About this task
Take every line from the listing below that contains "Oracle".

Data for the task
PR #2885, opened 2026-06-01
[draft/DNM] GHA CI nits

kolyshkin:


mtrmac (commented):
(ACK to the concept of both — the `safe.directory` thing was also bothering me but we didn’t take the time to figure out why it was necessary.)

PR #2887, opened 2026-06-03
ci: switch self-hosted runners from Oracle to CNCF Ubuntu

timcoding1988:
The Oracle VM runners are discouraged to used by CNCF. using CNCF-* runners


mtrmac (approved):
Thanks!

Response to the task
ci: switch self-hosted runners from Oracle to CNCF Ubuntu
The Oracle VM runners are discouraged to used by CNCF. using CNCF-* runners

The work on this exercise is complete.